La semana pasada un gobierno lleno de malas ideas concretó una más. Me refiero a la nueva ley aprobada por el Congreso de Sinaloa que impone graves restricciones en la libertad de prensa, respecto a la cobertura del crimen organizado.
Como reportó Animal Político:
¿Se imagina que para reportar la violencia que acontece en el país los periodistas solo diéramos la versión de la Procuraduría? Eso es lo que pretende el gobierno de Sinaloa, que aprobó el miércoles un dictamen que no permite a los medios grabar audio, video o tomar fotografías a las personas involucradas en un evento delictivo, ni reportar información de seguridad pública o de procuración de justicia que no se desprenda de un boletín elaborado por las autoridades. Así la reforma a la Ley Orgánica de la Procuraduría General de Justicia y a la Ley de Seguridad Pública que aprobaron por unanimidad en el Congreso estatal.
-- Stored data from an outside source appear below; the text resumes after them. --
Issue #217, opened 2026-08-14
HIGH: a late device-flow completion resurrects an expired or revoked session into an active one


scttfrdmn:
Found by the v0.5.0 security audit. Verified at `d8ca4b3`.

An expired or explicitly revoked session can be **resurrected into an active one**
by a late device-flow completion.

## Evidence

`pkg/auth/broker.go:1203`:

```go
b.setSession(&updated)
```

`updated` is built from the stored session with `IsActive: true` and a fresh
`ExpiresAt`. There is **no re-check** of the session's current state before the
write: not `IsActive`, not `ExpiresAt`, not whether the session was removed by
`expireSessions` and re-created, and not whether an operator revoked it.

The device-flow completion path holds no lock across the read-modify-write either,
so it also races `expireSessions` and `RefreshSession` (see the separate refresh
issue) — last writer wins, and this one writes `IsActive: true`.

## Failure scenario

1. User starts a login. Session `S` is created pending (`IsActive: false`).
2. The user does not complete the device flow. `token_lifetime` elapses, or an
   operator runs a revocation, and `S` is marked inactive/expired.
3. The user's browser tab is still open. They complete the device approval **after**
   step 2. The provider returns tokens, the completion handler builds `updated` from
   `S`, sets `IsActive: true` and a fresh `ExpiresAt`, and writes it.

`S` is now a fully active session that outlives its own expiry and survives the
revocation. `CheckSession` will report it healthy, and the SSH provisioning path
will install a key for it.

The revocation case is the sharper one: an operator who revokes a session during an
in-progress login has no way to know their revocation will be undone seconds later.

## Fix

Re-read and validate under the same lock as the write:

```go
current, ok := b.getSession(id)
if !ok || current.Revoked || current.ExpiresAt.Before(time.Now()) {
    return b.createErrorResponse("SESSION_EXPIRED", ...), nil
}
```

and make the read-modify-write atomic rather than three separate operations. The
broker's session map already has a mutex; the completion path needs to hold it
across the whole sequence, or the store needs a compare-and-swap primitive.

## Test

Unit-testable with no Linux host: create a pending session, expire it, then drive
the completion path and assert the session is **not** active afterwards.

Issue #159, opened 2026-08-14
Identity binding accepts an email claim's local part, and no local account is off-limits: an IdP identity of root@anything can log in as root


scttfrdmn:
## What's wrong

`verifyIdentityBinding` accepts the **local part** of an email/UPN claim as a match
for the requested local account, and there is no denylist of privileged local
accounts anywhere in the tree.

`pkg/auth/broker.go:1356`:

```go
// If the claim is an email (e.g. preferred_username/email), allow matching
// either the full value or its local-part against the requested user.
if mapped == requested {
    return nil
}
if local, _, found := strings.Cut(mapped, "@"); found && local == requested {
    return nil
}
```

The local-part branch is reachable in every shipped configuration:

- `username_claim: "email"` — `configs/examples/broker.yaml:23`,
  `configs/production/broker-minimal.yaml:34`,
  `configs/production/broker-enterprise.yaml:29/50/86`, `broker-cloud.yaml:34`, and
  the hard-coded default in `loadFromEnvironment`.
- `username_claim: "preferred_username"` — `configs/providers/azure-ad.yaml`,
  `okta.yaml`. On Entra ID `preferred_username` **is** the UPN, i.e. an email, so the
  branch fires there too.

## Impact

Given any IdP-side ability to choose the local part of that claim — self-service
profile/alias editing (available in many tenants), a second verified domain, or a
guest/B2B/federated identity from another tenant — an attacker sets it to
`root@their.tld`, runs `ssh root@host`, approves the device flow with their own
credentials, and `verifyIdentityBinding` returns `nil`. `auth sufficient
pam_oidc.so` (`configs/pam/ssh:15`) then short-circuits the auth stack.
`configs/pam/su:11-13` gives the same for `su`.

`validateUserID` (`internal/ipc/validate.go`) accepts `root` without comment. There
is **no allowlist of OIDC-reachable local accounts and no denylist of `root` or
system accounts** anywhere in the repository.

The weaker variant needs no IdP control at all: guest `alice@partner.com` and
employee `alice@company.com` both bind to local `alice`.

## Why existing defences don't stop it

- This behaviour is deliberate and **tested as correct** —
  `pkg/auth/identity_binding_test.go:38-43` asserts `email: alice@example.com` +
  requested `alice` ⇒ no error. It will survive a casual refactor.
- The mismatch test at `:52-57` only proves `attacker != root`, not
  `root@evil.tld != root`.
[...]

Issue #219, opened 2026-08-14
HIGH: the device code reaches the logs at debug level and is fed to TokenFingerprint — journal readers can complete another user's login


scttfrdmn:
Found by the v0.5.0 security audit (two independent auditors flagged the
`TokenFingerprint` half). Verified at `d8ca4b3`.

The device code — the bearer credential that completes a login — reaches the logs
in two places. Under the shipped systemd unit both land in the journal, which is
group-readable by `systemd-journal` on Debian/Ubuntu.

## Evidence

**1. Logged at debug in the auth path.** The device code (and/or the full
verification URI with the code embedded) is passed to a debug-level log call in
the device-flow handling in `pkg/auth`. `configs/examples/broker.yaml` and the
troubleshooting instructions in `DEPLOYMENT.md` both tell operators to set
`log_level: debug` when a login is failing — which is exactly when a device code
is in flight.

**2. `TokenFingerprint` is fed a device code.** The fingerprint helper exists to
produce a non-reversible short identifier for correlating log lines about a token.
It is called with the device code as its input, so the fingerprint of a *live
credential* is what gets recorded. That is not itself a disclosure, but it means
the code is present in the caller's frame and defeats the purpose of having a
fingerprint helper at all: the helper's contract is "this value is safe to log
because it is not the secret", and here the secret and the fingerprinted value are
the same class of thing.

## Failure scenario

An operator is debugging a failing login and sets `log_level: debug`, as the
project's own docs instruct. A user starts a login.

The device code is now in the journal. On Debian/Ubuntu, any account in
`systemd-journal` can read it — and so can anything that ships the journal
off-host, which is normal practice. The device-flow window is minutes, and the code
is all that is needed to complete the authentication as that user, from anywhere.
The legitimate user's own login then either succeeds (and they see nothing wrong) or
fails with a used-code error they will read as a glitch.

The attacker needs no OIDC account of their own.

## Fix

1. Never log the device code, the `verification_uri_complete`, or any value derived
   directly from them — not at debug, not at trace. Log the `session_id` instead,
   which is already the correlation key everywhere else.
2. Stop passing the device code to `TokenFingerprint`. If a correlation handle for
   the device flow is wanted, fingerprint the session ID.
3. Add a test that asserts a device-flow log capture at debug level contains
   neither the code nor the complete URI. A grep-based unit test over a captured
   log buffer is enough and will catch this regressing.

Related: `#209` (config file mode 0644) is the same class of problem in a different
[...]

PR #253, opened 2026-08-14
fix(broker): stop an abandoned device flow from denying the account its login

### LINKED ISSUE #163: Pending-session accounting lets an unauthenticated remote client deny logins to a chosen user, and to the whole host
## What's wrong

`countUserSessions` counts **pending** sessions toward the per-user
`MaxConcurrentSessions` cap (default 10, `pkg/config/config.go:419`). The session is
inserted at `pkg/auth/broker.go:409` — before the cap at `:304-315` can help — and is
only removed when the device code expires (`:831-834`), a lifetime the *provider*
chooses and the broker permits up to `maxDeviceCodeExpiry = 86400`
(`device_flow.go:322-325`).

## Impact

Unauthenticated remote attacker, two variants:

**Targeted.** Ten abandoned SSH attempts against `victim`
(`for i in $(seq 10); do ssh victim@host & done`, then disconnect) make the eleventh
return `TOO_MANY_SESSIONS` → `PAM_PERM_DENIED` for the whole device-code lifetime.
Refreshing the attempts sustains it indefinitely. **The victim cannot log in.**

**Host-wide.** Ten usernames × ten attempts reaches `maxPendingFlows = 100`
(`:412-421`) and every login on the host gets `RATE_LIMITED`.

Each attempt also costs one authenticated POST to the IdP's device endpoint using the
broker's client credentials (`:360`, synchronous, before any of the caps) — free
amplification against the IdP's own rate limits, from an unauthenticated attacker.

## Why existing defences don't stop it

- The per-user cap is the mechanism being abused, not a defence against it.
- `Authenticate` never checks the requested `UserID` is a real local account, so
  nonexistent-but-syntactically-valid names work just as well.
- The IPC limiter is the always-uid-0 global bucket (see the companion issue).
- `maxPendingFlows` is checked *after* `setSession`, so even a rejected flow
  transiently occupies a session slot.

## Fix

1. Do not count pending sessions toward `MaxConcurrentSessions`; give pending flows a
   smaller, separately configured cap keyed on user **and** source IP.
2. Bound a pending session's own lifetime independently of the provider's
   `expires_in`, e.g. `min(expires_in, 15m)`.
3. Resolve the local account (`user.Lookup`) **before** starting a device flow, so a
   request for a nonexistent user costs nothing and never reaches the IdP.

## Acceptance criteria

- A test asserting 10 abandoned pending flows for user A do not prevent A's next
  login once they are older than the pending cap's window.
- A test asserting an `authenticate` for a nonexistent local user performs no
  outbound device-authorization request.

scttfrdmn:
## What was wrong

The broker counted a login nobody had approved as though it had succeeded. An authenticate request names the account it wants, sshd runs its PAM stack for whatever username a client offers before that client has authenticated anything, and every such request became a session in the broker's map that counted towards the named account's `max_concurrent_sessions`. Ten connection attempts naming one account — none of them completed, which is what makes the attack free — filled that account's limit with authentications nobody had approved, and the real user's next login was refused `TOO_MANY_SESSIONS`. The entries went away when the device code the provider had issued expired, a lifetime the provider chooses and may set as high as 24 hours.

The host-wide cap that was supposed to bound this was the second half of the same problem. A hundred unfinished flows, spread across invented usernames so no single account limit was reached, made every login on the machine answer `RATE_LIMITED` until the codes expired. It was also checked *after* the session had been stored and after the round trip to the identity provider, so a request that was about to be refused had already spent an authenticated POST to the provider's device endpoint and briefly occupied a session slot on the way out.

## Reachability, stated precisely

The broker's IPC socket is root-owned, `0660`, and `verifyPeerCredentials` accepts uid 0 only, so the peer is always root. That does **not** make this a root-only defect, and the issue's "unauthenticated remote client" framing is essentially correct: the peer is sshd's PAM stack, which runs as root *before* the remote client has authenticated and forwards that client's chosen username — deliberately, so that a valid and an invalid user cost the same time. The requests therefore come from a client that has proved nothing, over ssh. The one field it does not control is `source_ip`, which the module derives from `PAM_RHOST`; that is what makes the address usable as a second key.

Severity is denial of service, not privilege escalation: nothing here grants access. It can be aimed at one chosen account or at the whole host.

## Claims verified

Line numbers in the issue are stale; the substance holds. Against `main` at the time of this branch:

| Claim | Where | Verdict |
|---|---|---|
| Pending sessions count towards `max_concurrent_sessions` | `pkg/auth/broker.go:554` (`countUserSessions`, no `IsActive` test) | Confirmed |
| The session is stored before the host-wide cap is checked | the `b.setSession(session)` / `atomic.AddInt64(&b.pendingFlows, 1)` pair this diff removes | Confirmed |
| A pending session's removal is driven by the provider's device-code expiry | `ExpiresAt` came from `sessionExpiry`, the poll loop's timer from `deviceFlow.ExpiresAt`, bounded only by `maxDeviceCodeExpiry` = 86400 | Confirmed |
| Nothing checks that the requested account exists before the IdP is contacted | `verifyIdentityBinding` runs at the end of the flow | Confirmed |
| A full pool refuses everyone | the old cap answered `RATE_LIMITED` to whichever request arrived next | Confirmed |

## What changed

Unfinished logins are accounted for separately from sessions. `max_concurrent_sessions` counts only logins that completed — what a limit on how much access one identity holds should count. A login still awaiting device approval is charged instead against the `(account, source address)` pair that asked for it: the account is the one field a remote client chooses freely, so a cap keyed on it alone can always be filled on somebody else's behalf, while the address is where the connection came from. An attacker can exhaust the budget of `(victim, its own address)` and nothing else.

The host-wide pool is still bounded at 100, but reaching it no longer refuses the login that arrives next: it displaces the oldest pending flow of whichever pair holds the most, and only a pair holding strictly more than the requester can be displaced. Holding the largest share is exactly what selects you to pay for it, so hoarding cannot lock the host out, and a login from a pair holding nothing is always served. That is the argument the IPC limiter's LRU bucket eviction already rests on. Only when nobody holds more than the requester — a pool genuinely full of logins with as good a claim — is `RATE_LIMITED` returned.

An unfinished login now expires on the broker's clock (`pending_auth_lifetime`, 15m default) rather than on the provider's `expires_in`, and that deadline also bounds the goroutine polling for it. Removing a pending session — by revocation, by the sweep, or by displacement — closes a per-session cancellation channel that stops its poll loop. Without it a cap on how many unfinished logins the host holds bounded none of the work each one costs: the goroutine kept a live device code warm for up to the code's full lifetime after its session was gone. Abandoning a flow that way is audited with the same `SESSION_GONE` code the completion path already uses for the same condition (#217), so an operator who revokes a session mid-flow still gets a record of the login it interrupted — and now nothing was minted in the meantime for that record to withdraw. Admission also decides *before* `StartDeviceFlow`, so a refused login costs the identity provider nothing, and the slot is returned immediately if the provider errors.

Finally, a login naming an account this host does not have is refused before the provider is contacted (`require_local_account`, default true). Such a login could never have succeeded — sshd needs a passwd entry once the stack returns, and the identity binding resolves the account again at the end of the flow — so all that changes is what it costs to ask, which until now was an authenticated request to the site's IdP and a slot in the pending pool, available to every ssh scanner on the internet. The trade is an enumeration oracle (a client can tell a real account from an invented one by whether it is offered a device code), which is why the setting exists to turn it off. The gate does **not** treat an NSS *error* as "no such account" — refusing every login while `getpwnam` is briefly unavailable would be the same denial of service by another route; the privileged-account guard on the completion path is the one that fails closed there (#159).

Two smaller things fall out. A pending session no longer stores the device code in `TokenFingerprint` (nothing read it, and the completion path overwrites it with the real fingerprint), and the `expires_at` handed to the client is now the earlier of the provider's expiry and the broker's window, rather than promising a window the broker will not honour.

### Settings

Three keys, in `pkg/config` with the other authentication settings, defaulted via `setDefaults` so they apply to files written before they existed, clamped at both ends — an oversized value saturates rather than being honoured, the fail-open shape `clampToInt32` exists for in the IPC limiter — and documented in `configs/CONFIGURATION-GUIDE.md`:

| Key | Default | Bounds |
|---|---|---|
| `authentication.max_pending_auths_per_source` | `5` | 1–32, `0` means the default |
| `authentication.pending_auth_lifetime` | `15m` | 1m–1h, `0` means the default |
| `authentication.require_local_account` | `true` | — |

## Tests

`pkg/auth/pending_sessions_test.go` drives everything through `Authenticate`, since these were properties of how counting and storing were ordered rather than of any one helper. Its device endpoint counts requests, so "a refused login must not have reached the provider" is an assertion rather than a claim. No test sleeps: pending entries are aged by rewriting the stored session's timestamps, and the one wait is a 10s *guard* on a goroutine that has already exited when the code is correct.

The regression gate is `TestAbandonedPendingFlowsDoNotDenyTheAccountItsLogin`: ten abandoned requests for `alice` from one address against `max_concurrent_sessions: 3`, then `alice`'s own login from a different address, which must be served.

### Non-vacuity proof

For each guard: back up `pkg/auth/broker.go`, perturb with `perl -0pi -e`, run *only* the covering test, restore, `diff -q`. All six perturbations produced a failure, and every restore was byte-identical.

| Guard perturbed | Covering test | Failure observed |
|---|---|---|
| `&& session.IsActive` dropped from `countActiveUserSessions` | `TestAbandonedPendingFlowsDoNotDenyTheAccountItsLogin` | `attempt 4 was refused "TOO_MANY_SESSIONS"` |
| per-source cap (`if false && mine >= perSourceCap`) | same | `10 of 10 abandoned logins were admitted, want 5` |
| deadline skip in admission counting | `TestPendingLoginSlotIsReleasedWhenItsWindowCloses` | refused `TOO_MANY_PENDING_AUTHS` after every entry was past its deadline |
| pending expiry hardcoded to 24h | `TestPendingLifetimeIsBoundedByTheBrokerNotTheProvider` | `expires ... about 24h0m0s from now` |
| displacement disabled (`if true \|\| count <= mine`) | `TestFullPendingPoolDisplacesItsLargestHolder` | a login from a pair holding nothing was refused `RATE_LIMITED` |
| `close(session.cancel)` disabled | `TestRevokingAPendingLoginStopsItsPolling` | guard fired: the poll goroutine was still running |

`TestDeviceFlowWillNotActivateASessionThatIsGone` (the #217 gate) needed reworking rather than removing: a revocation now cancels the flow early, so the test's setup no longer reached `replaceSession` at all. It now simulates the ordering that *is* still reachable and is the one that can leave a credential behind — the revocation landed while the goroutine was inside the token request, past the select that watches for cancellation — so the pointer-identity CAS is still exercised, along with the key and token withdrawal.

`gofmt -l .` empty, `go build ./...`, `golangci-lint run` on both packages clean, `go test ./...` green, `go test -race ./pkg/auth ./pkg/config` green, and `-race -count=3` over the touched tests green. (The macOS cgo failures for the `//go:build linux` files are absent here because nothing in this change touches them.)

## Found, not fixed

- A login with no source address — the console, or a `PAM_RHOST` that is a hostname rather than an address (#169) — shares one pending budget per account. Those cannot be produced remotely, which is what makes the sharing acceptable, but it is a sharing.
- Two clients behind one NAT address share a budget for the same account, so an attacker who is on the victim's network can still consume that pair's five slots. Closing that needs something the client cannot choose and does not share, which at this point in the flow does not exist.
- A pending session's idle timeout still runs from its creation (`CheckSession` deliberately does not touch `LastAccessed` while pending), so an `idle_timeout` shorter than `pending_auth_lifetime` sweeps unfinished logins early. Harmless — it ends logins nobody is completing — but it means two settings can bound the same window.
- `RateLimiter`'s doc comment in `internal/ipc/ratelimit.go` still describes this pending-flow accounting as future work. Another package, and another agent's files this week, so it is left alone.

Closes #163

### DIFF
--- a/configs/CONFIGURATION-GUIDE.md
+++ b/configs/CONFIGURATION-GUIDE.md
@@ -566,6 +566,9 @@ absent.
 | `server.require_peer_auth` | `true` | Verify the peer's credentials over `SO_PEERCRED` and accept uid 0 only. Turning this off lets any local process talk to the broker; there is no reason to. |
 | `server.metrics_addr` | *(unset)* | TCP address for the Prometheus `/metrics` endpoint, e.g. `127.0.0.1:9090`. Unset means no listener. The endpoint is unauthenticated — bind it to loopback. |
 | `authentication.idle_timeout` | *(unset)* | Expire a session this long after its last use, in addition to `token_lifetime`. Unset means only `token_lifetime` applies. |
+| `authentication.max_pending_auths_per_source` | `5` | How many logins one account may have awaiting device approval at once from one source address. Clamped to 1–32; `0` means the default, not "unlimited". See below. |
+| `authentication.pending_auth_lifetime` | `15m` | How long a login that never completes keeps its slot. Clamped to 1m–1h. See below. |
+| `authentication.require_local_account` | `true` | Refuse a login for an account this host does not have before contacting the provider. See below. |
 | `authentication.allow_privileged_accounts` | *(empty)* | The named exceptions to "no OIDC identity may log in as uid < 1000". See above. |
 | `authentication.geoip_database_path` | *(unset)* | MaxMind GeoLite2 database for `geo_restrictions`. Without it every country code is empty, so an `allowed_countries` restriction denies everyone. |
 | `authentication.location_history.*` | 90d, 10 entries, memory | Window, per-user cap and `persist_path` for the "unusual location" risk signal. |
@@ -575,6 +578,37 @@ absent.
 | `audit.overflow_strategy` | `block` | What happens when that channel is full: `block` (backpressure), `sync` (write inline), or `drop` (discard and count). `drop` loses audit records and must be chosen deliberately. |
 | `audit.outputs[].type` | — | `file`, `stdout`, `syslog` or `http`. Any other value is refused at startup. |
 | `audit.enabled` | `true` | Whether to audit at all. With no `audit.outputs` alongside it the broker refuses to start, rather than accepting events and discarding them (#210). |
+
+### Logins Nobody Has Completed Yet
+
+Between showing a verification URL and the user approving it, the broker is
+holding a login that has proved nothing about who asked for it: sshd runs the PAM
+stack for whatever username a remote client offers, before that client has
+authenticated. The three settings above bound what such a login may cost.
+
+`max_pending_auths_per_source` is counted per (account, source address) pair, not
+per account. The account is the part of the request a client chooses freely, so a
+cap on it alone can be filled on somebody else's behalf — which is what #163
+was: unfinished logins counted towards `max_concurrent_sessions`, so a handful of
+connection attempts naming one account locked its owner out. They no longer count
+towards it. Raise this if your users routinely open more than five terminals at
+once and see `TOO_MANY_PENDING_AUTHS`; the value is clamped to 32 because a
+per-source cap as large as the host-wide pool is not a cap.
+
+`pending_auth_lifetime` is the broker's own deadline on an unfinished login,
+replacing the device code's `expires_in` — a number the provider chooses, and may
+set as high as 24 hours. The PAM module gives up after 90 seconds, so anything
+still pending after that is a login nobody is waiting for. Shortening it below a
+minute is not possible; a user who has to fetch their phone needs the window.
+
+`require_local_account` refuses a login naming an account this host does not have
+before the provider is contacted. Such a login could never have succeeded — sshd
+needs a passwd entry, and the identity binding resolves the account again at the
+end of the flow — so all this changes is what it costs to ask: without it, every
+ssh scanner on the internet starts device authorizations against your identity
+provider. The trade is that a remote client can tell a real local account from an
+invented one by whether it is offered a device code. Set it to `false` if that
+matters more to you than the requests.
 
 ## Authentication Policies
 
--- a/pkg/auth/broker.go
+++ b/pkg/auth/broker.go
@@ -13,7 +13,6 @@ import (
 	"strconv"
 	"strings"
 	"sync"
-	"sync/atomic"
 	"time"
 
 	"github.com/rs/zerolog/log"
@@ -37,7 +36,6 @@ type Broker struct {
 	stopChan              chan struct{}
 	wg                    sync.WaitGroup
 	metrics               *oidcmetrics.Metrics // nil when metrics are disabled
-	pendingFlows          int64                // atomic counter of in-progress device authorization goroutines
 	version               string               // build version, set via SetVersion; reported by Status
 	startedAt             time.Time            // when Start ran; zero until then. Reported by Status
 
@@ -118,6 +116,19 @@ type Session struct {
 	RequireDeviceTrust bool
 
 	Metadata map[string]interface{}
+
+	// cancel is closed when a session that has not completed its device flow is
+	// removed from the store, which is how the goroutine polling for that
+	// authorization learns to stop. It is nil once the flow has completed, and nil on
+	// a session built by anything other than Authenticate — a nil channel simply
+	// never fires in the poll loop's select.
+	//
+	// (#163) Without it, a pending session and its polling goroutine had independent
+	// lifetimes: revoking, sweeping or displacing the session left the goroutine
+	// holding a live device code and polling the provider for it until the code's own
+	// expiry, up to 24 hours later. A cap on how many pending logins the host holds
+	// means nothing if the work each one costs outlives the accounting.
+	cancel chan struct{}
 }
 
 // AuthRequest represents an authentication request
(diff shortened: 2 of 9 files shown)


scttfrdmn:
Rebased onto \`main\` by hand — \`update-branch --rebase\` hit a \`RebaseConflictError\`.

One conflict, in \`pkg/auth/broker.go\`: this PR moves the pending-session construction to *before* \`StartDeviceFlow\`, so the old block (session literal, \`setSession\`, and the \`maxPendingFlows = 100\` goroutine cap) is deleted here, while #249 had edited that same block on \`main\`. Resolved in favour of this PR — the \`b.pendingFlows\` counter and its cap are superseded by \`admitPendingSession\`, and the field itself is gone, so keeping either side of the old block would not compile.

#249's substance is preserved: the new session literal never sets \`TokenFingerprint\`, which is exactly the #219 fix, and I carried the comment explaining why across so the reason does not vanish with the block. \`device_code_secrecy_test.go\` still asserts it and still passes.

\`go build\`, \`go vet\`, \`gofmt\`, and \`go test ./... -count=1\` (plus \`./pkg/auth -race\`) all clean locally.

Esta idea es una locura. Prohibir la difusión de información de alta relevancia pública ayuda a los narcotraficantes y a los funcionarios corruptos e ineptos. Castiga a los inocentes, desde los reporteros honestos hasta sus lectores y televidentes. Es decir, esta ley logra precisamente lo contrario de lo que debería pretender cualquier política de crimen organizado en una sociedad liberal.
Forma parte de un patrón lamentable durante la administración del gobernador actual de Sinaloa, Mario López Valdez. Hace unos años, su gobierno buscó ilegalizar el acto de colgar narcomantas, como si estos fueran la causa de la inseguridad en Sinaloa. Obviamente no lo son sino que representan uno de los cuantiosos síntomas de la misma. Peor aún, las mantas, como una fuente de inteligencia, pueden ser un síntoma útil.
López Valdez es un ejemplo extremo y geográficamente lamentable —nos importarían mucho menos sus malas ideas en cuanto a la seguridad si fuera jefe de gobierno en Campeche en lugar de Sinaloa— de dos fenómenos comunes. El primero es el pensamiento simplista sobre el crimen organizado, que percibe las opciones disponibles a los cuerpos de seguridad solamente a través del prisma de fuerza. Tal mentalidad ignora las maneras en que el gobierno puede empujar a las pandillas hacia un equilibrio más pacífico, sin recurrir a la fuerza.
El segundo fenómeno desafortunado que es evidente en este plan es la inhabilidad de los líderes políticos mexicanos de ver a la prensa como algo más allá que un adversario, de verla como el fundamento de la sociedad liberal y democrático que sí es. Claro, la prensa funciona como un contrapeso del gobierno, que inevitablemente genera cierto nivel de hostilidad entre las dos partes. Pero un legislador o ejecutivo debe separar cualquier sentido de rencor que personalmente tenga contra un reportero del papel vital de la prensa generalmente.
Mario López Valdez no parece capaz de esto, pero no está solo. Una gran parte de la clase política mexicana padece de este mismo trastorno. Por eso cuando México se convirtió en uno de los países más peligrosos en el mundo para los periodistas, no parece haber escandalizado a la administración de Fox ni Calderón ni (hasta el momento) Peña Nieto. Por lo mismo las medidas tomadas para proteger a los periodistas han sido tan tibias.
De la misma forma, el gobierno de López Valdez no dice nada sobre la ejecución de Humberto Millán Salazar, periodista de Culiacán secuestrado en agosto de 2011, ocho meses después de la llegada del gobernador actual, y luego asesinado con un tiro de gracia. El crimen sigue impune. En lugar de mover todas las piezas del gobierno para esclarecer este asesinato y este ataque contra la libertad de expresión, los líderes políticos de Sinaloa prefieren tomar pasos fingidos contra el crimen, que perjudican a los periodistas más que a los criminales. Es una lástima.